Look for the line containing "### LINKED ISSUE" in the listing below; from there, output every line exactly, the last one included.

» **DATA SEGMENT**
>>>>>

PR #469, opened 2025-02-28
pubsys: add --dry-run mode

### LINKED ISSUE #356: pubsys: add dry-run option to SSM commands
## Request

<<<<<

» **SOLUTION TO THE PROBLEM**
### LINKED ISSUE #356: pubsys: add dry-run option to SSM commands
## Request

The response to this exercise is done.